§ **EXERCISE**
"these" is the word to look for; copy each line of the listing where it occurs.

§ **GIVEN ENTRIES**
┄┄┄┄┄┄┄┄┄┄
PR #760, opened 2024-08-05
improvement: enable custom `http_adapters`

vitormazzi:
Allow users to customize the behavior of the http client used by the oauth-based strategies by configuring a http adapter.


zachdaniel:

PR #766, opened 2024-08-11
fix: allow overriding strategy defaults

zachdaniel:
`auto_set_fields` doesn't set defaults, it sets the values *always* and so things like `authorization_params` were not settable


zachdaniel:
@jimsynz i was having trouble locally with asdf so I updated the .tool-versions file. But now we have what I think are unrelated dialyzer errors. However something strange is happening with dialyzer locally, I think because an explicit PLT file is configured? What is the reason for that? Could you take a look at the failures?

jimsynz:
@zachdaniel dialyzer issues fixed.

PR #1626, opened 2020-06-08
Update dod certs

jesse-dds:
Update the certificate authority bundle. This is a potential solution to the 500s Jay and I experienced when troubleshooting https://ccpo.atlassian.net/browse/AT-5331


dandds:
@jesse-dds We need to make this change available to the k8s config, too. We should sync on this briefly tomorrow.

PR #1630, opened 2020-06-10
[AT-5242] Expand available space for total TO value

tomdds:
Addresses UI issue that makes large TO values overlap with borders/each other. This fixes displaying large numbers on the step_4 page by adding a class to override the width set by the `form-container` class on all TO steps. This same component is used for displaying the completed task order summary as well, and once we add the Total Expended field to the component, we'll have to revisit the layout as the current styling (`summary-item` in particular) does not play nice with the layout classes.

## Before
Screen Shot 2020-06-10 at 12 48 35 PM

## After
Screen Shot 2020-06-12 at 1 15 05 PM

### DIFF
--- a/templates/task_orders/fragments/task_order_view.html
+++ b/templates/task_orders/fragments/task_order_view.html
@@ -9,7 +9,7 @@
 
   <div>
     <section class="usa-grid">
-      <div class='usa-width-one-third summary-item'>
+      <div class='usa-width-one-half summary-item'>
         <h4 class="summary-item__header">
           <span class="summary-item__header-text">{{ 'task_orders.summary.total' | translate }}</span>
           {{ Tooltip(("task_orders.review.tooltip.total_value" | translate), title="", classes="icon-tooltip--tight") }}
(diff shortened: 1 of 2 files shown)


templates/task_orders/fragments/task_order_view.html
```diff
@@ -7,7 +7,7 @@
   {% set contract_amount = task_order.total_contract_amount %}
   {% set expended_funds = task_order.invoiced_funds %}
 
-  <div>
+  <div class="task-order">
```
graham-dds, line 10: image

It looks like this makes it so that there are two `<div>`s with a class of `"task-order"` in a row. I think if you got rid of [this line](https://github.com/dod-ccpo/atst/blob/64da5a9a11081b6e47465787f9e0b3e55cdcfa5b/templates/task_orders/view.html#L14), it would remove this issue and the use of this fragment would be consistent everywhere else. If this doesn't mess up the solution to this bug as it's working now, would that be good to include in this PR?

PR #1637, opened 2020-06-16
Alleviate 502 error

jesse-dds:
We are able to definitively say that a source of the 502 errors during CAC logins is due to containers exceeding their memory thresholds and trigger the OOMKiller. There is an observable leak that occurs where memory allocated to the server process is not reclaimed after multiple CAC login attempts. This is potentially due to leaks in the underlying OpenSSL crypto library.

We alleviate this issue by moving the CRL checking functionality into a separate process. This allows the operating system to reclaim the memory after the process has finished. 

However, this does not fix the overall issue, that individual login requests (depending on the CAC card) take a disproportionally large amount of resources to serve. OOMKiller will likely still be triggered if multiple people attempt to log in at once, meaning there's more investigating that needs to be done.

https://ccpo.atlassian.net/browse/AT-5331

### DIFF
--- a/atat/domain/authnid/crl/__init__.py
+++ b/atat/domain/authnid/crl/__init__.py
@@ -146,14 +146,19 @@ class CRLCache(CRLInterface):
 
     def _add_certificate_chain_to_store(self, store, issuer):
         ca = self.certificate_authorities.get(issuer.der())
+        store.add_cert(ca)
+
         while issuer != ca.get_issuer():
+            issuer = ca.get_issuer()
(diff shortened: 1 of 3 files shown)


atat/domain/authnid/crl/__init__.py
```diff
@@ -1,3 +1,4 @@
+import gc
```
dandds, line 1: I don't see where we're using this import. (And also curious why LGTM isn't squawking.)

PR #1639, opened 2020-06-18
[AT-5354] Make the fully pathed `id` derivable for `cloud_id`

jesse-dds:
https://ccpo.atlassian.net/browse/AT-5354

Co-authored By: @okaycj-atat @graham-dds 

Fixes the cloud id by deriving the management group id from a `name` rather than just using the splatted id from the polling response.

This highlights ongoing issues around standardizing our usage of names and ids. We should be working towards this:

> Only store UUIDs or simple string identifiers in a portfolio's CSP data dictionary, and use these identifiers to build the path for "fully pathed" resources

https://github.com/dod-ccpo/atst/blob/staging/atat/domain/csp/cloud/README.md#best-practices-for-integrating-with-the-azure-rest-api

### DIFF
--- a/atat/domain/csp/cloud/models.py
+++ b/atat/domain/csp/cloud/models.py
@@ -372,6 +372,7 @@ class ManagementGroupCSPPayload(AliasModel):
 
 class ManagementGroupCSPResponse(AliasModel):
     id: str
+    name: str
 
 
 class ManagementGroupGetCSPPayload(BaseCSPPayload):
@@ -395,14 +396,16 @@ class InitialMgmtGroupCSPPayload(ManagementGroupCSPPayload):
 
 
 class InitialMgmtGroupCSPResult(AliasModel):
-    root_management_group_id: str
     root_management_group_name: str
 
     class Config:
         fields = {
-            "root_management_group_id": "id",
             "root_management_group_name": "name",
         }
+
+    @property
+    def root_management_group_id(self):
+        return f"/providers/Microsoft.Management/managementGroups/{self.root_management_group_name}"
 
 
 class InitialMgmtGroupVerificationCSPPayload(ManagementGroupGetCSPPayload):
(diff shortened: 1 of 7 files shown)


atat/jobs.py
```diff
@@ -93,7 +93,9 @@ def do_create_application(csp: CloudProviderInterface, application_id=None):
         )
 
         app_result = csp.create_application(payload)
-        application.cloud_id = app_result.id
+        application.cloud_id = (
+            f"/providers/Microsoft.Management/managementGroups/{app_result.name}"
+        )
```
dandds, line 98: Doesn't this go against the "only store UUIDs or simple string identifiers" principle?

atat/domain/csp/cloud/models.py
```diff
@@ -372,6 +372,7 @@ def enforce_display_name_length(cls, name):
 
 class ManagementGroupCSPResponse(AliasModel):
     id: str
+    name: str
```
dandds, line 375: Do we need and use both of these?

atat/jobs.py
┄┄┄┄┄┄┄┄┄┄
§ **RESULT FOR THIS EXERCISE**
> Only store UUIDs or simple string identifiers in a portfolio's CSP data dictionary, and use these identifiers to build the path for "fully pathed" resources
dandds, line 375: Do we need and use both of these?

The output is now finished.